Child benefits cut tax rate for families in Canada, OECD report finds

Posted on April 13, 2017 in Social Security Delivery System

TheGlobeandMail.com – ROB/Economy
Apr. 11, 2017.   RACHELLE YOUNGLAI – Economics Reporter

Improved child benefits under the Conservative and Liberal governments have pushed the effective tax rate to rock-bottom levels for middle- and lower-income families, according to a report released on Tuesday.

A one-income couple earning $51,000 a year with two children in Canada had a net personal average tax rate of 1.2 per cent last year, according to an annual tax report by the Organization for Economic Co-operation and Development (OECD).

That was higher than the previous year’s 0.2 per cent when the Conservative government of Stephen Harper expanded its universal child care benefits and boosted federal transfers to couples with children.

“It is a good thing to reduce child poverty,” said Alexandre Laurin, director of research with think tank C.D. Howe Institute. “The benefit system is very generous for children compared to what it was in the late nineties.”

The only other country surveyed that had a lower rate was Ireland with a minus 1.6-per-cent rate, according to the tax report.

At the turn of the century, a single-income family with two children in Canada had an effective tax rate of 14.2 per cent. That rate fell below 10 per cent after the Great Recession and dropped dramatically over the past two years.

The OECD, a group of 35 countries that promotes economic development, calculated the net personal average tax rate by subtracting the family benefits from the personal income tax and social security contributions and dividing it by gross earnings.

Over the same period, the net personal average tax rate for a single worker remained above 20 per cent. Last year, a single worker earning $51,000 paid the government 23.1 per cent of his or her earnings in income taxes and social security, according to the report.
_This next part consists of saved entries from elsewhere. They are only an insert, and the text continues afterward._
Issue #314, opened 2016-11-29
"Invalid Date" when hovering over calendar


pta2002:
![2016-11-29_22-32-12](https://cloud.githubusercontent.com/assets/7443916/20731783/be201486-b683-11e6-9447-4e19abf9734e.png)

povrazor:
What browser?

joaolucasbig:
I'm running on Chrome. Dont get this error here.

pta2002:
It's Firefox. Might see if I can fix it when I get home

povrazor:
Confirmed. I also see it in Firefox.

StormBurpee:
Rather than displaying Invalid Date, the calendar appears to be a month ahead for me - it's showing January dates, rather than December.

joaolucasbig:
Confirmed the @StormBurpee comment: The calendar is in fact a month ahead.
![screenshot_2](https://cloud.githubusercontent.com/assets/5459797/20835293/e64dd0b6-b880-11e6-9e7d-2fae7f56bd45.jpg)

pta2002:
Huh. They are probably related.

StormBurpee:
I think it's to do with the fact that Months are represented from 0-11 in JavaScript. In the calendar.js file (Under src/components/sidebar-calendar)
At the begging of the file PoV mentions this, and adds 1 to make it easier to read through the development. 

> let thisMonth = today.getMonth()+1;
let thisYear = today.getFullYear();
		

> /* Months and Weeks start at 0. Years and Days start at 1. Using 0th day is like -1 */
> let monthEndsOn = new Date(today.getFullYear(), today.getMonth()+1, 0).getDate();
> let nextDay = today.getDate() - today.getDay();

However, later on when the calendar is rendering, it calls the Generate Rows function,
Where he creates another Date variable off of this, (where it's still +1)

> props.title = col.month+"-"+col.day+"-"+col.year;
> if ( window.Intl ) {
> 	// http://stackoverflow.com/a/18648314/5678759
> 	let objDate = new Date(props.title);
> 	props.title = objDate.toLocaleString("en-us", {month:"long", day:"numeric", year:"numeric"});
> }

in the props.title if you subtract 1 from col.month, this should fix the issue. As javascript will parse 12 as 0, as it is 1 over the maximum (11). Therefore, 0 == January

pta2002:
Alright then, that should also fix the Firefox issue (since 12 wouldn't be
a valid month)

[...]

PR #339, opened 2016-12-02
Fixed the Calendar Issue #314

StormBurpee:
this fixed issue #314
Removed the addition to the months, as it was not being converted correctly. It now displays the calendar 100% correctly - (even with the trophies, that's a neat feature PoV!)

image


povrazor:
Yes, this fixes Chrome. Duh, somehow I didn't even notice this was broken.

PR #342, opened 2016-12-02
Adds acceesskeys to slaughter page for easier theme slaughtering.

balohmatevz:
"a" for good
"s" for slaughter
"d" for bad

### DIFF
--- a/sandbox/public-theme/theme-slaughter.php
+++ b/sandbox/public-theme/theme-slaughter.php
@@ -92,13 +92,13 @@ function ShowSlaughter( $logged_in ) {
 //					"<div class='sg-item-x' onclick='kill_RemoveTheme("+Id+",\""+(ThemeAttr)+"\")'>❤</div>";
 				switch( value ) {
 				case 1:
-					node.innerHTML += "<div class='item-left item-good' title='Good'>✓</div>";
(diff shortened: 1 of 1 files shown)


povrazor:
I'm reluctant to merge this, as elsewhere the shortcut keys are the arrow keys (which are currently broken due to another bug).

balohmatevz:
While that's a better solution, this one can carry us through the period when the bug exists, as I'm sure there are other, much more pressing issues to fix than theme slaughter hotkeys. I added the accesskey to the code via the F12 console and it works great. 

So as a temporary fix, it works, and if it ends up being a permanent fix that's fine too, as having accesskeys is, while imperfect, still better than not having any hotkeys.

povrazor:
Thing is, I don't even use QWERTY. While WASD is good idea, they key choices are not international keyboard friendly.

balohmatevz:
Accept, slaughter, decline!

karai17:
What about multiple sets of keys? ASD + <v> + 123?

povrazor:
I'm not sure actionkeys (the feature proposed in the fix) supports more than 1 key.

balohmatevz:
I maintain the "It's better than nothing, even if imperfect" opinion.

povrazor:
Well come back to this later. #343

PR #358, opened 2016-12-03
Love

povrazor:


StormBurpee:
I'm unsure whether you've pushed this update to the live site, however when you're not logged in you can give love, refresh the page and give love.

povrazor:
Yes, it might sound weird but that's by design. That said, no matter how many times you do it, you can only give 1 love per IP, or per account.

PR #359, opened 2016-12-04
Temporary Countdown Clock in Sidebar

StormBurpee:
Just a temporary clock, that count downs to the date specified - in this case it's counting down to the Ludum Dare event. 
Just thought this might save you some time in the here and now, until you're ready to come back to this.


povrazor:
I'll take a look, but it might not work, as getElementById and similar functions don't work as expected with Preact's VDOM. Even still, I might be able to work with this to, like you said, get it going sooner.

StormBurpee:
Yes sorry - I've been meaning to do some reading up on Preact, and a few of the other frameworks. Just guess it gives a grounding!

povrazor:
No worries. You're efforts are much appreciated. I'll probably still find a use for this (to get me started if nothing else).

PR #440, opened 2016-12-08
Updated the setup script's database creation

gholdampf:
Pointed setup.sh to new database creation script, I don't think the old one was doing anything useful... now the database will be recreated whenever vagrant creates the VM. (I feel like the desired behaviour might be to keep the DB, and have the user manually update it if needed).


povrazor:
Cool cool. I'm not going to merge these in just (it's too close to LD). But when things cool down next week, I will.

Issue #459, opened 2016-12-08
Title on main page is ldjam.com


pta2002:
It should probably say 'Ludum Dare'

ComputerOverlord:
Sounds like an easy HTML fix..

zwrawr:
The Content (users, pages and post) create there title via their nodes name. ldjam.com is the root nod and so has no name, so it fall back to the web address.

This bit in content probably needs changing, [content.js#L25](https://github.com/ludumdare/ludumdare/blob/master/src/com/view-content/content.js#L25).

zwrawr:
Changing it to fallback to "Ludum Dare" seems reasonable as no other nodes should have empty names.

povrazor:
Ludum Dare's **true** root node is not the root node right now. Symlinks aren't working correctly yet, so I defaulted all sites to the common root (but both Jammer's are disabled so most people didn't likely notice).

The Conference Board of Canada’s chief economist said the government should also take into account the plight of the single worker, given the wave of job losses in traditionally higher-paid industries, such as manufacturing and natural resources.

The expanded child benefit “will have a meaningful impact on reducing child poverty in the country but we need to ensure that we don’t lose sight of the workers that are facing struggles that don’t have kids,” Craig Alexander said.

The OECD used $51,000 for the average gross wage for all types of families from a single worker to a two-income family of four.

“It’s not a very large income if you have two children,” Mr. Laurin said. “You just have to file a tax return; that is why they are better than other programs, they are your guaranteed early income.”

The federal government has touted the child benefits as an alternative to so-called basic income, which would give people money to pay for the basic needs regardless of whether they have a job.

Free cash has become a hot topic among tech leaders, who are worried about a future without jobs.

Finland has rolled out a guaranteed income pilot and Ontario is expected to unveil its own version later this year.